* _Exercise brief_
Copy out each line featuring the string "opened" from the entries beneath.

* _Records for the task_
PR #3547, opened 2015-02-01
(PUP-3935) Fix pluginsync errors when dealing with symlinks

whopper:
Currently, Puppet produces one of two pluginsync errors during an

==

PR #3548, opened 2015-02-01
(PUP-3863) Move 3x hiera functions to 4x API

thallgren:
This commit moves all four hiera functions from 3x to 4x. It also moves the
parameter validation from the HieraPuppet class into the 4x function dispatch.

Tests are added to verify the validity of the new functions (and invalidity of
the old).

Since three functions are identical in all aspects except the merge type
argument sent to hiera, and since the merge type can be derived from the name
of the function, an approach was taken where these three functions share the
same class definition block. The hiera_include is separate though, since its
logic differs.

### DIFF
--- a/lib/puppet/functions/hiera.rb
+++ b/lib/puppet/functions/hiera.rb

* _Solution for this problem_
PR #3547, opened 2015-02-01
PR #3548, opened 2015-02-01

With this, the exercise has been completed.